Issue #400, opened 2016-07-31
Refactor out code in spec/danger/requests_sources/github_spec.rb related to comments


k0nserv:
With the introduction of [CommentsHelper](https://github.com/danger/danger/blob/master/lib/danger/helpers/comments_helper.rb) there're now a set of tests in the [GitHub request source spec](https://github.com/danger/danger/blob/master/spec/lib/danger/request_sources/github_spec.rb) that can be move to [comments_helper_spec](https://github.com/danger/danger/blob/master/spec/lib/danger/helpers/comments_helper_spec.rb)

Namely

+ [generate_comment](https://github.com/danger/danger/blob/master/spec/lib/danger/request_sources/github_spec.rb#L173-L315)
+ [comment parsing](https://github.com/danger/danger/blob/master/spec/lib/danger/request_sources/github_spec.rb#L414-L453)

PR #412, opened 2016-08-05
set inline comments directly on the line when possible

champo:
Use GitHub's API to set inline comments. Comments can only be set on lines that are part of the unified diff by way of the [position in the diff](https://developer.github.com/v3/pulls/comments/#create-a-comment). There's a few tricky cases when lines go in and out of the diff. These cases mostly complicate the previous violations detection. There's probably a lot of room for improvement there.

PR #414, opened 2016-08-07
Hk move comments specs #trivial

hanneskaeufler:
This shovels around some specs to a more fitting place as described in #400.
It allowed me to remove the before block for the `#generate_comment` examples. I also split the example on deduplicating previous errors into two specs, one concerning the deduplication and one concerning the random compliment. Because of not wanting to stub the subject under test I asserted on a more general `\w` pattern.


orta:
Thanks for the first PR @hanneskaeufler - would you like to join the org? 
This fixe https://github.com/danger/danger/issues/400 and would likely require a rebase for #412

hanneskaeufler:
Thanks for the merge. Great first-commit experience btw. An easy to pick up issue, and I just love it when I can `git clone && bundle && rake` and be confident in the tests right from the get-go. Would be stoked to join the org ❤️

k0nserv:
Top notch 👍  Thanks for the PR

PR #417, opened 2016-08-08
fix rubocop issues excluded through .rubocop_todo #trivial

hanneskaeufler:
All of theme were double/single quote issues. Remove rubocop_todo.yml
because all the issues are fixed.


orta:
Rockin'

Issue #415, opened 2016-08-07
Proposal: Replace implicit dangerfile


orta:
The work being discussed in #384 would mean that the implicit Dangerfile support would need to look for every type of `Dangerfile` - which isn't optimal. I propose removing that, and maybe adding another root DSL attribute:

```ruby
run_dangerfile "repo/name"
```

Would implicitly run a Dangerfile:

```ruby
run_dangerfile "repo/name", file: "Dangerfile.js"
```

Would let you define the file, if it's not a ruby one.

This is a breaking change, and requires a version bump.

champo:
Would this need to be a breaking change? The original behaviour could be kept, only for ruby files. I'm inclined to the breaking change though, the limited behaviour would be unintuitive.

orta:
Yeah, I think so, I know there are people using this feature in production. Plus, I'd rather be on the side of more major versions than less, realistically. 

I don't want to try and split code-paths for JS/Ruby any more than is current, making it easy to add another language option in the something I'd like to do. I was debating having the JS danger files class as a major release anyway, so the two can be "released" at the same time, even if it comes out in a patch release before, as it doesn't break things

orta:
Alright, this is happening in #418

PR #418, opened 2016-08-10
Remove implicit org Dangerfiles

orta:
It's a bandage over a bug for https://github.com/danger/danger.systems/pull/81 - deeper discussion of this is in #415 

---

* **BREAKING** Removes the implicit Dangerfile support. - orta

  The implicit support was a feature that would check for an `[org]/danger`
  repo, and automatically parse that Dangerfile. Think it was a bit too magic,
  and the only person who I know is using it, said they think it should have 
  been this way from the start. I'm cool with this.

  To handle the replacement, we've added a new object to the DSL.
  This is the `danger` API. It has two responsibilities at the moment,
  downloading a Dangerfile:

  ```ruby
  danger.import_dangerfile = "artsy/danger"
  ```

  and importing local plugins:

  ```ruby
  danger.import_plugin [path_or_url]
  ```

  Which the astute may have remembered used to be the purview of `plugin.import`.
  Which is now removed, in favour of the `danger.import_plugin`. Think there's more
  space for improvement inside the context of `danger` than `plugin`.

  I also removed `plugin.download` - couldn't see a use for it inside a Dangerfile. Happy
  to change that, if it's being used it.


CHANGELOG.md
```diff
@@ -1,5 +1,8 @@
 ## Master
 
+* **BREAKING** Removes the implicit Dangerfile work. This is a WIP. The feature will be back in some form. - orta
```
KrauseFx: From this it's not 100% clear on what feature got removed

orta: yeah, it looks like this PR will have to provide all the docs and the replacement - so this will get a real changelog entry

orta:
I'm seeing:

```
NoMethodError: undefined method `danger_repo?' for #<Danger::RequestSources::GitHub:0x007fef42bd3b00>
  /Users/orta/.gem/ruby/2.1.3/bundler/gems/danger-c3c17f273728/lib/danger/commands/local.rb:120:in `check_and_run_org_dangerfile'
  /Users/orta/.gem/ruby/2.1.3/bundler/gems/danger-c3c17f273728/lib/danger/commands/local.rb:110:in `run'
  /Users/orta/.gem/ruby/2.1.3/gems/claide-1.0.0/lib/claide/command.rb:334:in `run'
  /Users/orta/.gem/ruby/2.1.3/bundler/gems/danger-c3c17f273728/bin/danger:5:in `<top (required)>'
  /Users/orta/.gem/ruby/2.1.3/bin/danger:23:in `load'
  /Users/orta/.gem/ruby/2.1.3/bin/danger:23:in `<top (required)>'
```

orta:
Danger is also dying on circle CI master - https://circleci.com/gh/danger/danger.systems/22?utm_campaign=build-failed&utm_medium=email&utm_source=notification

PR #422, opened 2016-08-12
Support JavaScript Dangerfiles

orta:
This adds rudimentary support for JavaScript Dangerfiles. 

- [x] Decide on the Rubygems situation
- [x] Executor should decide which Dangerfile type to run

Then I can start looking at using it in production on [Emission](https://github.com/artsy/emission/) to test out some of the more complex interactions.


orta:
Think I will include a separate gem, `danger-js` which only has two dependencies `danger` and `therubyracer`. I'll recommend that JS users have that as their dependency.  

This means less gems for anyone currently using it, including v8 which is a native module.

orta:
https://rubygems.org/gems/danger-js

Issue #424, opened 2016-08-14
Take into account the max size of a comment


orta:
trollolol.
Re [artsy/artsy.github.io/builds/152228051](https://travis-ci.org/artsy/artsy.github.io/builds/152228051).

```
POST https://api.github.com/repos/artsy/artsy.github.io/issues/252/comments: 422 - Validation Failed
Error summary:
  resource: IssueComment
  code: custom
  field: body
  message: body is too long (maximum is 65536 characters) // See: https://developer.github.com/v3/issues/comments/#create-a-comment (Octokit::UnprocessableEntity)
```

orta:
Done.

PR #425, opened 2016-08-14
Add a limit to the number of shown violations #trivial

hanneskaeufler:
Github imposes a limit on the length of the comment body, which might be
exceeded when having an enormous amount of violations. Truncate after a
pretty arbitrary amount of violations to keep the body length in check. This might or might not be a solution to #424.

As far as I see it, the comment length can become big for 
* large number of violations ✅ 
* large number of resolved violations
* large number of pure markdown messages
* long mardown messages
* very long violations/resolved violation messages

This PR would only address the large number of violations. I chose to add the limit in the view because this is likely different for different apis?


orta:
I can't rebuild your CI builds, as they're from a fork, but if you want to skip the CHANGELOG requirement, you need to add `#trivial` in the title 👍

k0nserv:
Should probably include a description that the limit was exceeded?

hanneskaeufler:
👍 yeah makes sense. I added something like that. Still I'm not entirely happy with this as uses some arbitrary magic number to truncate and disregards most of the causes as listed above 😐

hanneskaeufler:
Is there a way to see changes like these in a test environment? The comment likely looks very meh.

orta:
You could run with `bundle exec danger local` after changing the Dangerfile to show 100,000 characters?

orta:
> violations with this PR, too keep the size down the number shown has been truncated to 

-> 

> violations with this PR. Due to GitHub's max issue comment size, the number shown has been truncated to 

Shows that it's not just us deciding on a random number for no reason

orta:
Lets do it 👍

hanneskaeufler:
bildschirmfoto 2016-08-15 um 16 21 46

This is what it looks like when I slap the html into this pr in the inspector. I had to add a second `td`, missed that one ...

hanneskaeufler:
I moved the commit of what I missed into https://github.com/danger/danger/pull/427

Issue #426, opened 2016-08-15
Invalid Repository Error


bentrengrove:
Getting a invalid repository error (for a private repo so I can't share all the details unfortunately) when trying to run danger against a new project. Any pointers at working out what is causing this?

    /Users/StripySock/.rvm/gems/ruby-2.3.0/gems/octokit-4.3.0/lib/octokit/repository.rb:87:in `raise_invalid_repository!': Invalid Repository. Use user/repo format. (Octokit::InvalidRepository)
	from /Users/StripySock/.rvm/gems/ruby-2.3.0/gems/octokit-4.3.0/lib/octokit/repository.rb:31:in `initialize'
	from /Users/StripySock/.rvm/gems/ruby-2.3.0/gems/octokit-4.3.0/lib/octokit/repository.rb:55:in `new'
	from /Users/StripySock/.rvm/gems/ruby-2.3.0/gems/octokit-4.3.0/lib/octokit/repository.rb:55:in `path'
	from /Users/StripySock/.rvm/gems/ruby-2.3.0/gems/octokit-4.3.0/lib/octokit/client/pull_requests.rb:31:in `pull_request'
	from /Users/StripySock/.rvm/gems/ruby-2.3.0/gems/danger-2.1.2/lib/danger/request_source/github.rb:55:in `fetch_details'
	from /Users/StripySock/.rvm/gems/ruby-2.3.0/gems/danger-2.1.2/lib/danger/danger_core/environment_manager.rb:39:in `fill_environment_vars'
	from /Users/StripySock/.rvm/gems/ruby-2.3.0/gems/danger-2.1.2/lib/danger/danger_core/executor.rb:31:in `run'
	from /Users/StripySock/.rvm/gems/ruby-2.3.0/gems/danger-2.1.2/lib/danger/commands/runner.rb:56:in `run'
	from /Users/StripySock/.rvm/gems/ruby-2.3.0/gems/claide-1.0.0/lib/claide/command.rb:334:in `run'
	from /Users/StripySock/.rvm/gems/ruby-2.3.0/gems/danger-2.1.2/bin/danger:5:in `<top (required)>'
	from /Users/StripySock/.rvm/gems/ruby-2.3.0/bin/danger:23:in `load'
	from /Users/StripySock/.rvm/gems/ruby-2.3.0/bin/danger:23:in `<main>'
	from /Users/StripySock/.rvm/gems/ruby-2.3.0/bin/ruby_executable_hooks:15:in `eval'
[...]

PR #428, opened 2016-08-15
Require BUILDKITE_PULL_REQUEST_REPO to not be the empty string

cysp:
Check that `BUILDKITE_PULL_REQUEST_REPO` is both present and not the empty string, as noted [here](https://github.com/danger/danger/issues/426#issuecomment-239886660).

### DIFF
--- a/CHANGELOG.md
+++ b/CHANGELOG.md
@@ -1,5 +1,7 @@
 ## Master
 
+* Improve detection of Buildkite's PR context - cysp
+
 ## 2.1.2
 
 * Improvements to `danger init` - orta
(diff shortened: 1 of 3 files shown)


orta:
Yep - this looks _perfect_ @cysp - just a README letting people know the change and it's done - great work

cysp:
Cools, take a squiz at that wording. Would you prefer the technical detail of the environment variable to be exposed in the changelog?

orta:
Nah, that's fine 👍

orta:
Want in on the org @cysp ?

cysp:
Sure. 😀 
Haha, it's hard to say no when you're invited to something named *Danger*.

:::::

YOUR OBJECTIVE: Every line above from the line with "PR #417, opened 2016-08-08" to the line with "Yeah, I think", both included, must be reproduced exactly, and no other line may appear.

EXERCISE ANSWER:
PR #417, opened 2016-08-08
fix rubocop issues excluded through .rubocop_todo #trivial

hanneskaeufler:
All of theme were double/single quote issues. Remove rubocop_todo.yml
because all the issues are fixed.


orta:
Rockin'

Issue #415, opened 2016-08-07
Proposal: Replace implicit dangerfile


orta:
The work being discussed in #384 would mean that the implicit Dangerfile support would need to look for every type of `Dangerfile` - which isn't optimal. I propose removing that, and maybe adding another root DSL attribute:

```ruby
run_dangerfile "repo/name"
```

Would implicitly run a Dangerfile:

```ruby
run_dangerfile "repo/name", file: "Dangerfile.js"
```

Would let you define the file, if it's not a ruby one.

This is a breaking change, and requires a version bump.

champo:
Would this need to be a breaking change? The original behaviour could be kept, only for ruby files. I'm inclined to the breaking change though, the limited behaviour would be unintuitive.

orta:
Yeah, I think so, I know there are people using this feature in production. Plus, I'd rather be on the side of more major versions than less, realistically. 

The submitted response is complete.